WIN, which stands for Dr. Richard S. Yoon, an urologist and pastor of a Korean Bible Presbyterian Church in Forest Hills head "Word In Nations,"

Yoon said he formed his company specifically to purchase WCTN, so that it could serve metropolitan Washington's Korean community.

"We don't have many Korean broadcasting stations in the United States. Some can listen to English broadcast, but [others] don't know enough to understand," Yoon said.

Although she will no longer be in the listening audience, Gaithersburg resident Pam Bassett Plaisted said she is also pleased the AM 950 setting will continue to be Christian.

"That is a blessing, but I feel sad," Plaisted said. "This was one of the last homegrown stations."

A professional voice that can be heard on an assortment of national commercials, Plaisted, who worked as an announcer at WCTN in the early 1990s, said she would miss the contemporary Christian programming and the man responsible for its content.

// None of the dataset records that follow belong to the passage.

PR #1077, opened 2026-09-04
receiver.c: Tighten alt-dest path resolution and partial-dir state validation

seks99x:
This  introduces a couple of architectural best-practices to harden the receiver's state machine and harmonize symlink handling across the delta-basis engine, addressing protocol edge-cases reported by Fyyre (fyyre@fyyre.net).

1. Strict State Validation for partial_dir (receiver.c)
Added explicit validation to ensure `one_inplace` is only triggered when `partial_dir` is actually configured by the client and the `FNAMECMP_PARTIAL_DIR` token is legitimate. This prevents any potential protocol state confusion where a peer sending unexpected/forged tokens could bypass temp-file cleanup or misroute in-place writes.

2. Harmonized Leaf Symlink Handling (receiver.c)
When an operator path was sent, `secure_basis_open()` called `open_no_attacker_symlinks()` for partial-dir/link-dest/fuzzy-dest path resolving, which followed leaf symlinks. Since standard operator-path behavior dictates that leaves should not be followed (consistent with standard do_*_at style, copy_file()) I've updated this logic to enforce O_NOFOLLOW on the final component and walk the parent with `owner_walk_parent`, bringing our path resolution into perfect alignment with standard operator-path behavior.

### DIFF
--- a/receiver.c
+++ b/receiver.c
@@ -119,24 +119,35 @@ static int secure_basis_open(const char *basedir, const char *relpath, int flags
 		return do_open(relpath, flags, mode);
 	}
 
-	/* A peer-supplied --partial-dir basis/staging path (operator_path_resolve set
-	 * by recv_files) may be absolute (module_dir-prefixed on a non-chroot daemon)
-	 * and traverse a symlink the secure_relative_open path can't confine: resolve
-	 * it with the ownership walk, which follows a uid0/euid-owned symlink but
-	 * refuses a foreign one AND (via abspath_excluded_by_module) refuses a target
-	 * the module's exclude hides -- closing the partial-dir exclude bypass. */
-	if (operator_path_resolve) {
-		char fullpath[MAXPATHLEN];
-		const char *p = relpath;
-		if (basedir) {
-			if (pathjoin(fullpath, sizeof fullpath, basedir, relpath) >= sizeof fullpath) {
-				errno = ENAMETOOLONG;
-				return -1;
-			}
+    /* A path with operator_path_resolve set (e.g. an absolute --partial-dir or alt-dest
+     * basis) may traverse a symlink the secure_relative_open path can't confine. We
+     * resolve the operator path with the ownership walk, which safely follows
+     * subdirectory and parent components if they are trusted (uid0/euid-owned) symlinks,
+     * but refuses a foreign one AND (via abspath_excluded_by_module) refuses a target
+     * the module's exclude hides -- closing the partial-dir exclude bypass.
+     * However, we strictly refuse to follow a leaf symlink coming from an operator
+     * path by enforcing O_NOFOLLOW, aligning it on operator-path behavior. */
+    if (operator_path_resolve) {
+        char fullpath[MAXPATHLEN];
+		const char* p = relpath;
+        int dfd, fd, e;
+        const char *leaf;
+        if (basedir) {
+            if (pathjoin(fullpath, sizeof fullpath, basedir, relpath) >= sizeof fullpath) {
+                errno = ENAMETOOLONG;
+                return -1;
+            }
 			p = fullpath;
-		}
-		return open_no_attacker_symlinks(p, flags, mode);
-	}
+        }
+        dfd = owner_walk_parent(p, &leaf);
+        if (dfd < 0)
+            return -1;
+        fd = openat(dfd, leaf, flags | O_NOFOLLOW, mode);
+        e = errno;
+        close(dfd);
+        errno = e; 
+        return fd;
+    }
 
 	/* The confined resolver is needed for the sanitizing daemon
 	 * (am_daemon && !am_chrooted) and for a /./ inner-module chroot
@@ -1085,7 +1096,7 @@ int recv_files(int f_in, int f_out, char *local_name)
 				 * stronger confinement branch in secure_basis_open(), so only
 				 * route the alt-dest basedir read through the walk off-daemon. */
 				if ((basedir && !am_daemon) || fnamecmp_type == FNAMECMP_PARTIAL_DIR)
-					operator_path_resolve = 1;
+				    operator_path_resolve = 1;
 				fd1 = secure_basis_open(basedir, fnamecmp, O_RDONLY, 0);
 				operator_path_resolve = 0;
 			}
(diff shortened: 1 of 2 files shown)


receiver.c
```diff
@@ -119,24 +119,35 @@ static int secure_basis_open(const char *basedir, const char *relpath, int flags
...
+            }
 			p = fullpath;
-		}
-		return open_no_attacker_symlinks(p, flags, mode);
-	}
+        }
+        dfd = owner_walk_parent(p, &leaf);
+        if (dfd < 0)
+            return -1;
+        fd = openat(dfd, leaf, flags | O_NOFOLLOW, mode);
```
steadytao, line 145: This bypasses the existing operator-path symlink policy and unconditionally rejects the leaf. In particular, `--insecure-links` can no longer restore legacy following for an operator-owned leaf symlink while `open_no_attacker_symlinks()` deliberately follows trusted leaves or honours the explicit opt-out. Please preserve that contract and add regressions for a trusted leaf, an untrusted leaf and `--insecure-links`.

steadytao (changes requested):
The `partial_dir` state guard looks reasonable, but the leaf-opening rewrite changes established operator-path and `--insecure-links` behaviour without tests. Please preserve the explicit compatibility opt-out and add focused positive and negative cases before this merges. The diff also needs normal rsync indentation and comment cleanup.

receiver.c
seks99x: I spent a lot of time yesterday tracing these exact code paths, and I'd like to clarify a few mechanics regarding how the leaf is handled here. `--insecure-links` is already preserved,  the legacy following behavior for `--insecure-links` is not broken by this patch. There is an early return check for `symlink_optout_allowed()` at the top of the function that falls back to the raw `do_open()` syscall, which bypasses this O_NOFOLLOW block entirely. `open_no_attacker_symlinks()` function appears to be designed for non-operator paths (like --exclude-from, --read-batch, or --files-from), which typically target specific files. Operator paths behave differently, and the existing comments indicate they are not intended to follow leaf symlinks ( check copy_file() also ).
What "leaf" actually means here for operator paths is that the path is usually concatenated (e.g., basedir + fname). When owner_walk_parent separates the leaf, it is rejecting the destination file itself (e.g., file.txt in /home/Omar/leaf/file.txt), not the parent directory. If the parent directory (leaf/) is a symlink, it is still followed normally if trusted. I've written regression tests that confirm this directory-level leaf symlink traversal works exactly as expected.
Using open_no_attacker_symlinks() here for the leaf file would actually introduce inconsistency. Even if it allowed us to successfully open a symlinked file.txt, subsequent operations (like do_rename_at) would still fail on it, because those downstream syscalls strictly refuse to follow leaf symlinks anyway. Also standard transfers already refuse to follow operator-path fname leaf symlinks, a legitimately 'trusted' symlink is one explicitly configured by the operator as part of the base path itself, not a leaf link planted during the transfer.

steadytao: You are right about `--insecure-links`; I missed the early `symlink_optout_allowed()` return, so that part of my review is resolved. The new tests will still need stronger oracles. Both calls to `run_malicious_sender()` ignore the process result which means an unrelated early protocol failure can pass the test merely because the destination was not changed.

testsuite/strict-basis_test.py
```diff
@@ -0,0 +1,213 @@
...
+
+        count = read_mux_int(peer, buf)
+        for _ in range(3): read_mux_int(peer, buf)
+        for _ in range(count):
+            read_mux_int(peer, buf)
+
+        if iflags & rp.ITEM_TRANSFER:
+            return ndx
+
+def run_malicious_sender(client_args, uri_path, dest_path, test_logic):
```
steadytao: The process result is ignored so an unrelated early protocol failure passes as long as `result_file` is absent. Assert the expected result or diagnostic and add a positive regular-basis control.

testsuite/strict-basis_test.py
```diff
@@ -0,0 +1,213 @@
...
+    body += rp.w_byte(FNAMECMP_BASIS_DIR_LOW) # Force operator-path basis
+    body += rp.w_sum_head(1, len(TARGET_DATA), 16, len(TARGET_DATA)) + rp.w_int(-1) + rp.w_int(0)
+    body += WRONG_MD5
+    out = bytearray(peer.w_ndx(ndx))
+    out += body
+    out += peer.w_ndx(rp.NDX_DONE) * 4
+    peer.send_data(bytes(out))
+
+# We pass --partial so IF it incorrectly reads the symlink, it keeps the file for us to inspect
+run_malicious_sender([f"--link-dest={linkdest}", "--partial"], "mod/", dest, test1_payload)
```
steadytao: The unchanged destination does not prove that the forged partial-dir selector reached and was rejected by the new validation. Assert the expected process outcome and include a control that demonstrates the test fails without the guard.

steadytao (changes requested):
Mostly LGTM. Just some slight test nits.

steadytao (changes requested):
`git diff --check` reports ten whitespace errors and the receiver.c addition does not follow the surrounding C style. Test 2 also still lacks an ordinary non-forged control and does not assert the receiver process result so an unrelated verification failure can satisfy the negative oracle.

steadytao (changes requested):
The current head still fails `git diff --check origin/master...HEAD`, the forged-token test still passes on any unrelated early failure and the leaf-symlink behaviour change remains unrelated and unjustified. Please split that change and address the existing reviews.

seks99x:
Yes thanks I'll fix this now. Regarding the splitting , I felt that too but just didn't want to change the way the reporter wrote the test but that wont work.

steadytao:
No worries. Thank you.

steadytao:
@seks99x just a light bump. If you'd like, I can always assist.

seks99x:
Schedule shifted and i actually travelled today🥲
Actually the test is split and just needs a quick check. The issue is that i won't have device access for another 8–10 hours, so feel free to wrap the tests up so we can save more time for PR #1088 before the release. Thanks!

receiver.c
```diff
@@ -119,35 +119,24 @@ static int secure_basis_open(const char *basedir, const char *relpath, int flags
...
-        if (dfd < 0)
-            return -1;
-        fd = openat(dfd, leaf, flags | O_NOFOLLOW, mode);
-        e = errno;
-        close(dfd);
-        errno = e; 
-        return fd;
-    }
+		}
+		return open_no_attacker_symlinks(p, flags, mode);
```
seks99x: Reverting back to open_no_attacker_symlinks() instead of owner-walk style will keep the alt-dest leaf symlink following. Operator-paths leaf symlinks should not be followed in the destination side.

steadytao (approved):

steadytao:
Any thoughts @seks99x 🤔

seks99x:
Looks good. Great job thanks for that!

PR #161, opened 2020-05-27
C-Code-Generation (Please don't merge ... this is used for allowing code-reviews)

chrisdutz:
…) so we can do code reviews on it.


ottobackwards (commented):
Looks good,  I think we should have the camelToSnake utility look ahead and group multiple cap letter together

chrisdutz:
Yeah that would indeed shorten some names by 50%

chrisdutz:
So how about if the next letter is uppercase too, treat the current as the same block.

ottobackwards:
Yes something like that

ottobackwards:
That looks great!

sandbox/plc4c/spi/include/plc4c/spi/read_buffer.h
```diff
@@ -0,0 +1,80 @@
...
+
+struct plc4c_spi_read_buffer {
+
+};
+typedef struct plc4c_spi_read_buffer plc4c_spi_read_buffer;
+
+uint32_t plc4c_spi_read_get_pos(plc4c_spi_read_buffer* buf);
+
+uint32_t plc4c_spi_read_get_total_bytes(plc4c_spi_read_buffer* buf);
+
```
ottobackwards, line 34: bytes not bits?

chrisdutz: Well these are not methods used for the normal parsing. All of the normal read methods are bit-based

ottobackwards:
wrt read/write buffer.  I think we'll need something for endianness and float formats

chrisdutz:
;-) ... I am currently replicating what we have in Java and here the endianess is handled internally. It's handled in the constructor of the buffer.

sandbox/plc4c/spi/include/plc4c/spi/read_buffer.h
ottobackwards: Can you point me to an example reading bits?
Why would would you pass in num_bits to read a field of a certain size like float?  Are you saying that not only is the buffer abstracting reading types from a byte array, but is also abstracting reading types from a byte array with some packing scheme?

Maybe you should put something in the headers about what you are going after?

I think there should be methods for reading just a byte* of n bytes out as well

chrisdutz: in this case you would have an "array" typed field of type "byte" ...

ottobackwards: I'll wait to look at this until it is commented, so I can understand what you are doing.

PR #166, opened 2020-06-16
Team addition strljic

nalim2:


JulianFeinauer (approved):
To be honest I would prefer a picture of you without a tie but... better than nothing, I guess : )

nalim2:
Haha ok i will update that one later for you <3

PR #168, opened 2020-06-16
Feature/c code generation tagged unions

chrisdutz:
This is the new approach using tagged unions instead of separate types for every sub-type.


build-utils/language-c/src/main/java/org/apache/plc4x/language/c/CLanguageTemplateHelper.java
```diff
@@ -436,8 +476,45 @@ private String toExpression(Field field, Term term, Function<Term, String> varia
         }
     }
 
-    public String toVariableParseExpression(Field field, Term term, Argument[] parserArguments) {
+    public String toVariableParseExpression(ComplexTypeDefinition baseType, Field field, Term term, Argument[] parserArguments) {
         VariableLiteral vl = (VariableLiteral) term;
```
ottobackwards, line 549: magic string

sandbox/plc4c/generated-sources/modbus/src/modbus_constants.c
```diff
@@ -24,18 +24,18 @@
 #include "modbus_constants.h"
 
 // Parse function.
-plc4c_return_code plc4c_modbus_read_write_modbus_constants_parse(plc4c_spi_read_buffer* buf, plc4c_modbus_read_write_modbus_constants** message) {
+plc4c_return_code plc4c_modbus_read_write_modbus_constants_parse(plc4c_spi_read_buffer* buf, plc4c_modbus_read_write_modbus_constants** _message) {
```
ottobackwards, line 27: to me, when I see _var_name I think of a private var, not only in python but in some c-ish languages I've worked in.  is there some standard that you are writing two using _ in a parameter name?

ottobackwards:
that is too much to look through all of it.
It looks good.  A couple of things that come to mind:

- can we run clang-format after generation?
- should we be generating some logging?
- _message as a parameter is strange to _me_
- so many (*_message)-> everywhere, can we use a typedef or something?

None of these things are for this PR

build-utils/language-c/src/main/java/org/apache/plc4x/language/c/CLanguageTemplateHelper.java
chrisdutz: ??

sandbox/plc4c/generated-sources/modbus/src/modbus_constants.c
chrisdutz: Well I had to somehow make sure the names a user can choose in mspec don't interfere with those used internally ... so I prefixed them with a "_" if you have another suggestion, I'm  fine with changing.

chrisdutz:
> that is too much to look through all of it.
> It looks good. A couple of things that come to mind:
> 
> * can we run clang-format after generation?
> * should we be generating some logging?
> * _message as a parameter is strange to _me_
> * so many (*_message)-> everywhere, can we use a typedef or something?
> 
> None of these things are for this PR

Well I would rather have the code generated in a way that it doesn't require formatting ...

I didn't generate any logging as I didn't know of any logging framework to use ... we could whip up a skeleton of functions that we can use for logging and plug in a "printf" logger or whatever we like to do the actual logging ... that might be a good idea.

As I mentioned before ... I wanted to ensure the internal variable names don't clash with the ones a user can use in mspec ... people tent to get anoyed if they have to use other named due to internal stuff.

Why do we need to typedef that ... It's not that anyone is ever going to write that code ... but if you like, of course that's probably a really simple change.

ottobackwards:
@chrisdutz that is fair enough.  no reason not to keep it like it is

build-utils/language-c/src/main/java/org/apache/plc4x/language/c/CLanguageTemplateHelper.java
ottobackwards: "CAST" could be a constant.  If there are other things you could do that too.

chrisdutz: Yeah ... correct ... but I think there's only one place where it's used ...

"He was the station. He did a great job at music programming," Plaisted said. "He was not committed to a hit. It was the message. Unless he could find a passage in the Bible to back up the content of the song, he would not play it."

The primary voice listeners will now hear when tuning their radio dials to AM 950 belongs to Kim, 72, a church elder at Segaeroh Presbyterian Church in Silver Spring, president of the Washington Christian Radio System, a Korean audience targeted mission and, until Monday, a voice on WLXE, an AM radio station in Rockville. A television announcer in Korea who came to the Washington area in 1966 to work at the Voice of America, Kim started a radio ministry in 1971 broadcasting from a variety of stations around the beltway.

"I found so many Koreans here who are not receiving Jesus Christ," Kim said explaining his calling.

The Silver Spring resident said he was buying airtime from the various radio stations until Yoon purchased WCTN, so that the Korean ministry would have a permanent home.

"We were looking for a good station for spreading the word of Christ," Kim said. "Also, there are about 240,000 Korean immigrants here in Baltimore, [Washington] D.C., Southern Maryland and Northern Virginia. I want to give them shorthand for becoming good American citizens."

He said he plans to include programs about how to file taxes, on being a good neighbor and issues of the handicapped. The majority of the programming will be in Korean, but Kim said on Sundays there would be some broadcasting in English.